Sep 11, 2020

Starson v Swayze, 2003 SCC 32

Starson v. Swayze, 2003 SCC 32, [2003] 1 SCR 722

CONTENT WARNING: This post contains discussions of psychiatric hospitals, involuntary detention, forced treatment, bipolar disorder and schizophrenia.

Background.

Professor Starson (born Scott Jeffery Schutzman) was, by all accounts, a brilliant self-taught physicist. He had frequently been in and out of mental institutions in the US and Canada since 1985. He has been diagnosed with different mental disorders but most often with bipolar disorder. At the time of this case, he had most recently been admitted to hospital after being found not criminally responsible for making death threats and the Ontario Review Board ordered his detention for 12 months. Starson’s physicians proposed a treatment including multiple types of medication. He refused to take it.

The attending physician found him not capable of deciding whether to reject or accept the proposed medical treatment. The Ontario Health Care Consent Act (“HCCA”) permits a person to be treated without consent if they lack capacity. Starson appealed to the Ontario Consent and Capacity Board for a review of the physician’s decision. The Board confirmed the physician’s decision, but was overturned by the Superior Court of Justice on Judicial Review. The supervising physician appealed up to the appeal to the Supreme Court.

Verdict: Appeal dismissed. The findings of the Superior Court were upheld. The Board misapplied the statutory test for capacity and improperly substituted its own opinion of Starson’s best interests. Starson had the capacity to make his own decisions regarding his healthcare.

Why was this case important?

This case was a landmark decision because it affirmed, in the highest court in Canada, the right of an individual to refuse medical treatment even if a medical professional thinks it is not in their best interest to do so. The only thing that matters is if they have the capacity to appreciate the consequences of their refusal.

The Consent and Capacity Board’s mandate is to judge individuals solely on their capacity to accept or reject treatment. In this case, not only did they stray from this mandate by deciding to act in Starson’s best interests, they also misinterpreted the test for capacity in the HCCA.

Capacity to consent to or refuse treatment.

Capacity is narrowly defined in section 4(1) of the HCCA. A person is presumed capable to decide to accept or reject medical treatment. The attending physician must prove the patient is incapable. This must be done on a balance of probabilities, meaning they must convince the judicial actor that it is more likely true than not. As a result, patients with mental disorders are presumptively entitled to make their own treatment decisions.

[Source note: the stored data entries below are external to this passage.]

PR #488, opened 2023-02-07
chore: call synthesize() later on

clample:

## Affected Components
* [x] CLI
* [ ] Create CLI
* [ ] Test
* [ ] Docs
* [ ] Examples
* [ ] Other

## Notes for the Reviewer
Currently the `Project` tracks all of the `synthesize()` result of checks, groups, and alert channels rather than tracking the original construct. This means that after parsing the project, we only have access to the results of `synthesize()`.

This has worked OK so far, but it also has a few small issues. In particular, we need to put internal properties in the `synthesize()` result. These internal properties need to be removed later on in `checkly deploy`  before messaging the backend https://github.com/checkly/checkly-cli/blob/f2ab503c5997de1fa9b1f5565bd3872395e1b48e/packages/cli/src/commands/deploy.ts#L72-L82

In this PR, I make `Project` track the original construct objects. We can then access the construct method and any internal properties throughout the CLI codebase. `synthesize()` is only called at the last moment - when serializing a request before sending to the backend.

### DIFF
--- a/packages/cli/src/commands/deploy.ts
+++ b/packages/cli/src/commands/deploy.ts
@@ -68,19 +68,6 @@ export default class Deploy extends AuthCommand {
 
     try {
       const projectPayload = project.synthesize()
-
-      // TODO: refactor Check construct to handle internal attributes properly
-      projectPayload.checks = Object.keys(projectPayload.checks).reduce((acc, checkLogicalId) => {
-        const check = projectPayload.checks[checkLogicalId]
-        delete check.__checkFilePath
-        delete check.sourceFile
-        acc = {
-          ...acc,
-          [checkLogicalId]: check,
-        }
-        return acc
-      }, {})
-
       const { data } = await api.projects.deploy(projectPayload, { dryRun: preview })
       if (preview || output) {
         this.log(data)
--- a/packages/cli/src/commands/test.ts
+++ b/packages/cli/src/commands/test.ts
@@ -12,6 +12,7 @@ import { loadChecklyConfig } from '../services/checkly-config-loader'
 import { filterByFileNamePattern, filterByCheckNamePattern } from '../services/test-filters'
 import type { Runtime } from '../rest/runtimes'
 import { AuthCommand } from './authCommand'
+import { BrowserCheck } from '../constructs'
 
 const DEFAULT_REGION = 'eu-central-1'
 
@@ -113,13 +114,16 @@ export default class Test extends AuthCommand {
       }, <Record<string, Runtime>> {}),
       checklyConfigConstructs,
     })
-    const { checks: checksMap, groups: groupsMap } = project.data
-    const checks = Object.entries(checksMap)
-      .filter(([_, check]) => {
-        return filterByFileNamePattern(filePatterns, check.scriptPath) ||
-          filterByFileNamePattern(filePatterns, check.__checkFilePath)
+    const checks = Object.entries(project.data.checks)
+      .filter(([, check]) => {
+        if (check instanceof BrowserCheck) {
+          return filterByFileNamePattern(filePatterns, check.scriptPath) ||
+            filterByFileNamePattern(filePatterns, check.__checkFilePath)
+        } else {
+          return filterByFileNamePattern(filePatterns, check.__checkFilePath)
+        }
       })
-      .filter(([_, check]) => {
+      .filter(([, check]) => {
         return filterByCheckNamePattern(grep, check.name)
       })
       .map(([key, check]) => {
@@ -135,11 +139,6 @@ export default class Test extends AuthCommand {
             })
           }
         }
-        // TODO: Add the group to check in a cleaner form
-        if (check.groupId) {
-          check.group = groupsMap[check.groupId.ref]
-          delete check.groupId
-        }
         return check
       })
     const reporter = isCI ? new CiReporter(location, checks, verbose) : new ListReporter(location, checks, verbose)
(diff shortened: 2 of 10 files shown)


packages/cli/src/commands/test.ts
```diff
@@ -108,11 +109,14 @@ export default class Test extends Command {
       }, <Record<string, Runtime>> {}),
       checklyConfigConstructs,
     })
-    const { checks: checksMap, groups: groupsMap } = project.data
-    const checks = Object.entries(checksMap)
+    const checks = Object.entries(project.checks)
       .filter(([_, check]) => {
```
nahuelon, line 113:
```suggestion
      .filter(([, check]) => {
```

packages/cli/src/commands/test.ts
```diff
@@ -108,11 +109,14 @@ export default class Test extends Command {
...
-        return filterByFileNamePattern(filePatterns, check.scriptPath) ||
-          filterByFileNamePattern(filePatterns, check.__checkFilePath)
+        if (check instanceof BrowserCheck) {
+          return filterByFileNamePattern(filePatterns, check.scriptPath) ||
+            filterByFileNamePattern(filePatterns, check.__checkFilePath)
+        } else {
+          return filterByFileNamePattern(filePatterns, check.__checkFilePath)
+        }
       })
       .filter(([_, check]) => {
```
nahuelon, line 121:
```suggestion
      .filter(([, check]) => {
```

nahuelon (dismissed):

packages/cli/src/commands/test.ts
clample: Good idea, we can get rid of the lint error this way.

packages/cli/src/commands/deploy.ts
```diff
@@ -68,19 +68,6 @@ export default class Deploy extends Command {
 
     try {
       const projectPayload = project.synthesize()
-
-      // TODO: refactor Check construct to handle internal attributes properly
-      projectPayload.checks = Object.keys(projectPayload.checks).reduce((acc, checkLogicalId) => {
-        const check = projectPayload.checks[checkLogicalId]
-        delete check.__checkFilePath
```
clample, line 75: We no longer add `__checkFilePath` and `sourceFile` in `synthesize()`, so this isn't necessary.

packages/cli/src/commands/test.ts
```diff
@@ -108,13 +109,16 @@ export default class Test extends Command {
...
       checklyConfigConstructs,
     })
-    const { checks: checksMap, groups: groupsMap } = project.data
-    const checks = Object.entries(checksMap)
-      .filter(([_, check]) => {
-        return filterByFileNamePattern(filePatterns, check.scriptPath) ||
-          filterByFileNamePattern(filePatterns, check.__checkFilePath)
+    const checks = Object.entries(project.checks)
+      .filter(([, check]) => {
+        if (check instanceof BrowserCheck) {
```
clample, line 114: `check` now has the type `Check` rather than `any`. I changed this since TS had an error about `scriptPath` not being on `Check`. Another solution would be to just use `any` here.

packages/cli/src/commands/test.ts
```diff
@@ -130,11 +134,6 @@ export default class Test extends Command {
             })
           }
         }
-        // TODO: Add the group to check in a cleaner form
```
clample, line 133: I've moved this into `CheckRunner`

packages/cli/src/services/test-filters.ts
```diff
@@ -3,9 +3,9 @@ export function filterByCheckNamePattern (checkNamePattern = '', checkName: stri
   return re.test(checkName)
 }
 
-export function filterByFileNamePattern (filePatterns: Array<string> = [], path: string) {
+export function filterByFileNamePattern (filePatterns: Array<string> = [], path: string|undefined) {
```
clample, line 6: `path` was actually `string|undefined`before (it was called with `scriptPath`, which is null for API checks). Typechecking was still passing, though, since we were using `any` to represent checks.

`re.test(undefined)` works fine and returns `true`, so this is OK. There are no behavioral changes here - this just updates types to satisfy TS.

packages/cli/src/constructs/check.ts
```diff
@@ -76,10 +76,8 @@ export abstract class Check extends Construct {
   alertChannels?: Array<AlertChannel>
   __checkFilePath?: string // internal variable to filter by check file name from the CLI
 
-  static readonly __checklyType = 'checks'
```
umutuzgur, line 79: Any reason we removed these as well?

clample: This was used for registering the construct with the `Project`.

Before, project stored all of the `synthesized()` constructs - so `Project` wouldn't know what type it was receiving. 

Now that we're actually registering a `Construct` object. We don't need the type anymore since we can just check the type with `instanceof`.

https://github.com/checkly/checkly-cli/blob/903f12f6a95ea7b8d2556fe61f50515a6860d6c9/packages/cli/src/constructs/project.ts#L48-L60

umutuzgur: This works in our case since we have a few types but becomes just too much we have 20-30 different construct classes. This was the reason I added this as a "premature optimization"

umutuzgur: @clample I think I wanna keep the types. I have some plans with them in the future to add further types to the return values for `synthesize` and https://github.com/checkly/checkly-cli/pull/488/files#diff-f71a863e9534b5c479e26efeae202cafb5f80f992820b15a57d657e2e6a360e6R68-R73

clample: I'll try to switch it back to types

umutuzgur:
@clample The code looks great! If you resolve the merge conflict, we can merge it today

clample:
Thanks @umutuzgur! I fixed the merge conflicts, I think that it should be all-set.

umutuzgur (approved):
LGTM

Capacity involves two criteria:

  • A person must be able to understand the information that is relevant to making a treatment decision. This requires the cognitive ability to process, retain and understand the relevant information.
  • A person must be able to appreciate the reasonably foreseeable consequences of the decision or lack of one. This requires the patient to be able to apply the relevant information to his or her circumstances, and to be able to weigh the foreseeable risks and benefits of a decision or lack thereof.
  • To satisfy these criteria, a patient does not need to agree with the diagnosis of their physician in order to apply the relevant information. Psychiatry is not an exact science and differences in opinion are possible and expected. A patient needs to only demonstrate that they have a mental “condition” and be able to recognize the possibility he is affected by that condition. They do not need to agree this condition is an “illness” or otherwise view it in negative terms.

    The patient also needs to have the ability to appreciate the consequences of a decision. That does not mean they need actual appreciation of those consequences. They only need to understand the nature of the proposed treatment, the benefits and risks, alternative courses of action, and the expected consequences of not having the treatment. If they appreciate these parameters, regardless of how their evaluation of the information might vary from the physician’s, they have the ability to appreciate the decision.

    Impact and aftermath.

    According to CanLII, Starson v Swayze has been cited by over 1600 court and tribunal cases, including 208 courts and 47 appeal courts. The majority of the remaining cases took place at provincial Consent and Capacity Boards.

    The decision was viewed by many in the legal community as a victory for Starson and other psychiatric patients, but by May 2005 Professor Starson had been continuously held against his will in Ontario psychiatric hospitals for nearly seven years without treatment. Starson's psychiatrists could involuntarily detain him but were unable to administer medication until the Supreme Court resolved the capacity issue.

    The BC Schizophrenic Society (BCSS) questions whether the decision really was a victory for Starson. Starson's mental health deteriorated without treatment after 2003. He developed paranoid delusions and his weight plummeted to 118 pounds. Fearing Starson's death was imminent, his psychiatrist once again assessed him as incapable of consenting to treatment. The Ontario Consent and Capacity Board confirmed this and Starson was administered antipsychotic medication. At this point he began to recover.